> Exercise prompt
All entries below are to be returned in full, exactly as they stand.
=== Extracted records ===
PR #1170, opened 2025-03-04
IEP-1470: Fix for exception on invalid file and editor for file open listener

alirana01:
## Description

Fix for exception on invalid file and editor for file open listener

Fixes # ([IEP-1470](https://jira.espressif.com:8443/browse/IEP-1470))

## Type of change

## How has this been tested?

Read the original bug description on Jira and try to reproduce no exception in errors of similar nature should be visible.

**Test Configuration**:
* ESP-IDF Version: all
* OS (Windows,Linux and macOS): any

## Checklist
- [x] PR Self Reviewed
- [x] Applied Code formatting

## Summary by CodeRabbit

- **Bug Fixes**
  - Improved file handling to skip processing for non-C source/header files when a dedicated editor view is active, enhancing the file opening experience and preventing potential conflicts during file interactions.

### DIFF
--- a/bundles/com.espressif.idf.ui/src/com/espressif/idf/ui/handlers/FileOpenListener.java
+++ b/bundles/com.espressif.idf.ui/src/com/espressif/idf/ui/handlers/FileOpenListener.java
@@ -42,21 +42,9 @@ public class FileOpenListener implements IPartListener2
 			if (project == null)
 				return;
 			
-			try
+			if (!isSourceOrHeaderFile(file))
 			{
-				IContentTypeManager contentTypeManager = Platform.getContentTypeManager();
-				IContentType contentType = contentTypeManager.findContentTypeFor(file.getFullPath().toOSString());
-				if (contentType != null)
-				{
-					String id = contentType.getId();
-					if (!(id.startsWith("org.eclipse.cdt.core.c") && (id.endsWith("Source") || id.endsWith("Header")))) {
-	                    return; // Skip files that are not C source/header files
-	                }
-				}
-			}
-			catch (Exception e)
-			{
-				Logger.log(e);
+				return;
 			}
 			
 			String buildDir = StringUtil.EMPTY;
@@ -75,6 +63,27 @@ public class FileOpenListener implements IPartListener2
 			lspService.restartLspServers();
 
 		}
+	}
+	
+	private boolean isSourceOrHeaderFile(IFile file)
+	{
+		try
+		{
+			IContentTypeManager contentTypeManager = Platform.getContentTypeManager();
+			IContentType contentType = contentTypeManager.findContentTypeFor(file.getFullPath().toOSString());
+			if (contentType != null)
+			{
+				String id = contentType.getId();
+				if ((id.startsWith("org.eclipse.cdt.core.c") && (id.endsWith("Source") || id.endsWith("Header")))) {
+                    return true;
+                }
+			}
+		}
+		catch (Exception e)
+		{
+			Logger.log(e);
+		}
+		return false;
 	}
 
 	@Override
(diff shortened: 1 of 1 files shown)


alirana01 (commented):
Self Review

bundles/com.espressif.idf.ui/src/com/espressif/idf/ui/handlers/FileOpenListener.java
```diff
@@ -34,6 +35,10 @@ public void partActivated(IWorkbenchPartReference partRef)
 		if (part instanceof IEditorPart ieditorpart
 				&& ieditorpart.getEditorInput() instanceof FileEditorInput fileInput)
 		{
+			
+			if (ieditorpart instanceof ESPIDFManagerEditor)
+				return;
```
sigmaaa, line 40: We can make it more robust because, theoretically, the same exception could occur in another editor. What if we get the content description from the file (fileInput.getFile()) and then compare the content type ID with the following condition: id.startsWith("org.eclipse.cdt.core.c") && (id.endsWith("Source") || id.endsWith("Header"))?

sigmaaa (commented):
Hi @alirana01, LGTM, but I think we can make it more robust. Please check the comment

bundles/com.espressif.idf.ui/src/com/espressif/idf/ui/handlers/FileOpenListener.java
alirana01: That is actually a very nice idea let me try to update this :)

bundles/com.espressif.idf.ui/src/com/espressif/idf/ui/handlers/FileOpenListener.java
```diff
@@ -38,6 +41,24 @@ public void partActivated(IWorkbenchPartReference partRef)
...
+					String id = contentType.getId();
+					if (!(id.startsWith("org.eclipse.cdt.core.c") && (id.endsWith("Source") || id.endsWith("Header")))) {
+	                    return; // Skip files that are not C source/header files
+	                }
+				}
+			}
+			catch (Exception e)
+			{
+				Logger.log(e);
+			}
```
sigmaaa, line 60: LGTM!

Nit: Consider extracting this logic into a private method for better readability. You could then add a single condition to skip processing, like this: 
```
			if (project == null || !isCSourceOrHeader(file))
				return;
```
```
	private boolean isCSourceOrHeader(IFile file)
	{
		try
		{
			IContentTypeManager contentTypeManager = Platform.getContentTypeManager();
			IContentType contentType = contentTypeManager.findContentTypeFor(file.getFullPath().toOSString());
			if (contentType != null)
			{
				String id = contentType.getId();
				return id.startsWith("org.eclipse.cdt.core.c") && (id.endsWith("Source") || id.endsWith("Header")); //$NON-NLS-1$ //$NON-NLS-2$ //$NON-NLS-3$
			}
		}
		catch (Exception e)
		{
			Logger.log(e);
		}
		return false;
	}
```

sigmaaa (approved):
Hi @alirana01, LGTM! Just one small nit-pick and a reminder that NON-NLS annotations are missing

AndriiFilippov:
@alirana01 hi !

OS - Mac arm64
issue still persist

alirana01:
> @alirana01 hi !
> 
> OS - Mac arm64
> issue still persists

Please share error logs

AndriiFilippov:
[LOGS.log](https://github.com/user-attachments/files/19126240/LOGS.log)


@alirana01

alirana01:
> [LOGS.log](https://github.com/user-attachments/files/19126240/LOGS.log)
> 
> @alirana01

@AndriiFilippov 
I couldn't reproduce the same error that this issue was originally reported for there is another exception which is unrelated and we can proceed without that. Just a side note kindly clear the logs before you execute a flow to test when sharing logs

sigmaaa (approved):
===
> Reply
PR #1170, opened 2025-03-04
IEP-1470: Fix for exception on invalid file and editor for file open listener

alirana01:
## Description

Fix for exception on invalid file and editor for file open listener

Fixes # ([IEP-1470](https://jira.espressif.com:8443/browse/IEP-1470))

## Type of change

## How has this been tested?

Read the original bug description on Jira and try to reproduce no exception in errors of similar nature should be visible.

**Test Configuration**:
* ESP-IDF Version: all
* OS (Windows,Linux and macOS): any

## Checklist
- [x] PR Self Reviewed
- [x] Applied Code formatting

## Summary by CodeRabbit

- **Bug Fixes**
  - Improved file handling to skip processing for non-C source/header files when a dedicated editor view is active, enhancing the file opening experience and preventing potential conflicts during file interactions.

### DIFF
--- a/bundles/com.espressif.idf.ui/src/com/espressif/idf/ui/handlers/FileOpenListener.java
+++ b/bundles/com.espressif.idf.ui/src/com/espressif/idf/ui/handlers/FileOpenListener.java
@@ -42,21 +42,9 @@ public class FileOpenListener implements IPartListener2
 			if (project == null)
 				return;
 			
-			try
+			if (!isSourceOrHeaderFile(file))
 			{
-				IContentTypeManager contentTypeManager = Platform.getContentTypeManager();
-				IContentType contentType = contentTypeManager.findContentTypeFor(file.getFullPath().toOSString());
-				if (contentType != null)
-				{
-					String id = contentType.getId();
-					if (!(id.startsWith("org.eclipse.cdt.core.c") && (id.endsWith("Source") || id.endsWith("Header")))) {
-	                    return; // Skip files that are not C source/header files
-	                }
-				}
-			}
-			catch (Exception e)
-			{
-				Logger.log(e);
+				return;
 			}
 			
 			String buildDir = StringUtil.EMPTY;
@@ -75,6 +63,27 @@ public class FileOpenListener implements IPartListener2
 			lspService.restartLspServers();
 
 		}
+	}
+	
+	private boolean isSourceOrHeaderFile(IFile file)
+	{
+		try
+		{
+			IContentTypeManager contentTypeManager = Platform.getContentTypeManager();
+			IContentType contentType = contentTypeManager.findContentTypeFor(file.getFullPath().toOSString());
+			if (contentType != null)
+			{
+				String id = contentType.getId();
+				if ((id.startsWith("org.eclipse.cdt.core.c") && (id.endsWith("Source") || id.endsWith("Header")))) {
+                    return true;
+                }
+			}
+		}
+		catch (Exception e)
+		{
+			Logger.log(e);
+		}
+		return false;
 	}
 
 	@Override
(diff shortened: 1 of 1 files shown)


alirana01 (commented):
Self Review

bundles/com.espressif.idf.ui/src/com/espressif/idf/ui/handlers/FileOpenListener.java
```diff
@@ -34,6 +35,10 @@ public void partActivated(IWorkbenchPartReference partRef)
 		if (part instanceof IEditorPart ieditorpart
 				&& ieditorpart.getEditorInput() instanceof FileEditorInput fileInput)
 		{
+			
+			if (ieditorpart instanceof ESPIDFManagerEditor)
+				return;
```
sigmaaa, line 40: We can make it more robust because, theoretically, the same exception could occur in another editor. What if we get the content description from the file (fileInput.getFile()) and then compare the content type ID with the following condition: id.startsWith("org.eclipse.cdt.core.c") && (id.endsWith("Source") || id.endsWith("Header"))?

sigmaaa (commented):
Hi @alirana01, LGTM, but I think we can make it more robust. Please check the comment

bundles/com.espressif.idf.ui/src/com/espressif/idf/ui/handlers/FileOpenListener.java
alirana01: That is actually a very nice idea let me try to update this :)

bundles/com.espressif.idf.ui/src/com/espressif/idf/ui/handlers/FileOpenListener.java
```diff
@@ -38,6 +41,24 @@ public void partActivated(IWorkbenchPartReference partRef)
...
+					String id = contentType.getId();
+					if (!(id.startsWith("org.eclipse.cdt.core.c") && (id.endsWith("Source") || id.endsWith("Header")))) {
+	                    return; // Skip files that are not C source/header files
+	                }
+				}
+			}
+			catch (Exception e)
+			{
+				Logger.log(e);
+			}
```
sigmaaa, line 60: LGTM!

Nit: Consider extracting this logic into a private method for better readability. You could then add a single condition to skip processing, like this: 
```
			if (project == null || !isCSourceOrHeader(file))
				return;
```
```
	private boolean isCSourceOrHeader(IFile file)
	{
		try
		{
			IContentTypeManager contentTypeManager = Platform.getContentTypeManager();
			IContentType contentType = contentTypeManager.findContentTypeFor(file.getFullPath().toOSString());
			if (contentType != null)
			{
				String id = contentType.getId();
				return id.startsWith("org.eclipse.cdt.core.c") && (id.endsWith("Source") || id.endsWith("Header")); //$NON-NLS-1$ //$NON-NLS-2$ //$NON-NLS-3$
			}
		}
		catch (Exception e)
		{
			Logger.log(e);
		}
		return false;
	}
```

sigmaaa (approved):
Hi @alirana01, LGTM! Just one small nit-pick and a reminder that NON-NLS annotations are missing

AndriiFilippov:
@alirana01 hi !

OS - Mac arm64
issue still persist

alirana01:
> @alirana01 hi !
> 
> OS - Mac arm64
> issue still persists

Please share error logs

AndriiFilippov:
[LOGS.log](https://github.com/user-attachments/files/19126240/LOGS.log)


@alirana01

alirana01:
> [LOGS.log](https://github.com/user-attachments/files/19126240/LOGS.log)
> 
> @alirana01

@AndriiFilippov 
I couldn't reproduce the same error that this issue was originally reported for there is another exception which is unrelated and we can proceed without that. Just a side note kindly clear the logs before you execute a flow to test when sharing logs

sigmaaa (approved):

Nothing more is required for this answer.